В Булони, предместье французской столицы, Лев Исаакович мог чувствовать себя в безопасности. Даже вступление Гитлера в Австрию не помешало выходу книги Шестова «Афины и Иерусалим» на немецком языке в венском издательстве. Он мог бы болеть спокойно, но покоя не было. Вместо покоя был ужас, о котором он говорил Фондану:

 

Вот уже четверть века, как мы переживаем непрерывные ужасы. Но до сих пор все же нам лично удавалось спасаться от страшного, и страшное выпадало на долю других. Что творилось и творится в России, где люди отданы во власть Сталиных и Ежовых! Миллионы людей, даже десятки миллионов — среди них несчетное количество детей — гибли и гибнут от голода, холода, расстрелов. То же в Китае. И рядом с нами в Испании, а потом в Германии, в Австрии. Действительно, остается только глядеть и холодеть, как Иван Ильич. Но у самого Толстого рассказ кончается неожиданными словами: вместо смерти был свет. Что они значат? Кто уполномочил Толстого сказать такое?

 

Действительно, Ивану Ильичу ничего не оставалось, как только «холодеть».
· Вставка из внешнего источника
PR #21, opened 2015-10-21
tracing does not wait for ack and connection moved to a different thread

jcarres-mdsol:
Big PR but had to be done this way.

This solves a big issue with the connection between the client and the collector.
The client was waiting for the collector to send back ack saying the spans were saved, that was too slow to the point most spans were timing out.

Now we do not wait. Also we connect in a different thread so we do not slow down the main request.

Also added some new specs and moved code to initializers instead of calling every time if possible.

@jamescway

### DIFF
--- a/lib/zipkin-tracer/careless_scribe.rb
+++ b/lib/zipkin-tracer/careless_scribe.rb
@@ -1,35 +1,70 @@
 # Copyright 2012 Twitter Inc.
-# 
+#
 # Licensed under the Apache License, Version 2.0 (the "License");
 # you may not use this file except in compliance with the License.
 # You may obtain a copy of the License at
-# 
+#
 #      http://www.apache.org/licenses/LICENSE-2.0
-# 
+#
 # Unless required by applicable law or agreed to in writing, software
 # distributed under the License is distributed on an "AS IS" BASIS,
 # WITHOUT WARRANTIES OR CONDITIONS OF ANY KIND, either express or implied.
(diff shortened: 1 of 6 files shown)


lib/zipkin-tracer/careless_scribe.rb
```diff
@@ -1,35 +1,70 @@
...
 # limitations under the License.
 
-class CarelessScribe
-  def initialize(scribe)
-    @scribe = scribe
+require 'sucker_punch'
+
+
+module ScribeThrift
+  # This is here just for the monkey partching
```
jamescway: s/partching/patching/

lib/zipkin-tracer/careless_scribe.rb
```diff
@@ -1,35 +1,70 @@
...
+  class Client
+    # This method in the original class was both sending and receiving logs.
+    # The original class: https://github.com/twitter/scribe/blob/master/vendor/gen-rb/scribe.rb
+    # Receiving logs may take even several seconds, depending on the buffering of the collector.
+    # We are just sending and forgetting here, we do not really care about the result
+    def Log(messages)
+      send_Log(messages)
+      0 # 0 means success , the original code called recv_Log()
+    end
```
jamescway: IC, thanks for making this very clear

jamescway:
:+1: looks good, I had been thinking about this for a while glad you did it.  Release will be pushed right away.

Но теперь совсем другой холод, тот, о котором писал Мандельштам: «В Европе холодно. В Италии темно. / Власть отвратительна, как руки брадобрея» («Ариост», 1935). И дело теперь другое — страшное дело тех, кто «делает историю»:

 

Но когда «не делаешь», когда думаешь, — то, что нам представляется последней, окончательной реальностью, вдруг превращается в фантасмагорию. Разве все эти Сталины, Муссолини, Гитлеры вечны? И разве их «победы» не призрачны? Чем больше они торжествуют, тем более явно обнаруживается (в иной перспективе) их ничтожность.  Нужно стараться не терять мужества и, как Иеремия и Иисус, под отвратительной «очевидностью» не забывать великой заповеди: «слушай Израиль».

 

В сердцевине всемирного ужаса Лев Исаакович говорит не об откровении только, но о спасении. О спасении не единого человека, но целого мира. И ссылается на слова пророка: «Он проглотит смерть победою, и отрет Г‑сподь Б‑г слезы со всех лиц, и снимет поношение с народа Своего по всей земле; ибо так говорит Г‑сподь» (Ис., 25:8).

 

Мышление Иерусалима совсем иное. Вы помните Апокалипсис. Непобедимый зверь, все несчастия и ужасы… Затем приходит пророк, и слезы отерты. У греков нет этой мысли, нет ее и у индусов. Она только в Библии.  Уже в «Откровении смерти» я указал, что начало истины в смерти. Вера есть лишь приготовление к смерти, то есть к истине, о котором говорил Сократ. Только там исчезает область принуждения и начинается царство свободы…

 

Шестов умер 19 ноября 1938 года. Последние слова его были: «Теперь мне спокойно». Когда дочь философа прибежала в больницу, медицинская сестра сказала ей: «Ваш отец скончался. Он провел спокойную ночь. Я его видела в семь часов утра и проверила его пульс. Он бился ровно. Он сказал мне с доброй улыбкой: “Я очень устал”».

На его могилу близкие бросили маленькие крупинки земли, привезенные им весной 1936 года из Палестины. Его ученик и друг Фондан погиб 3 октября 1944 года в Освенциме.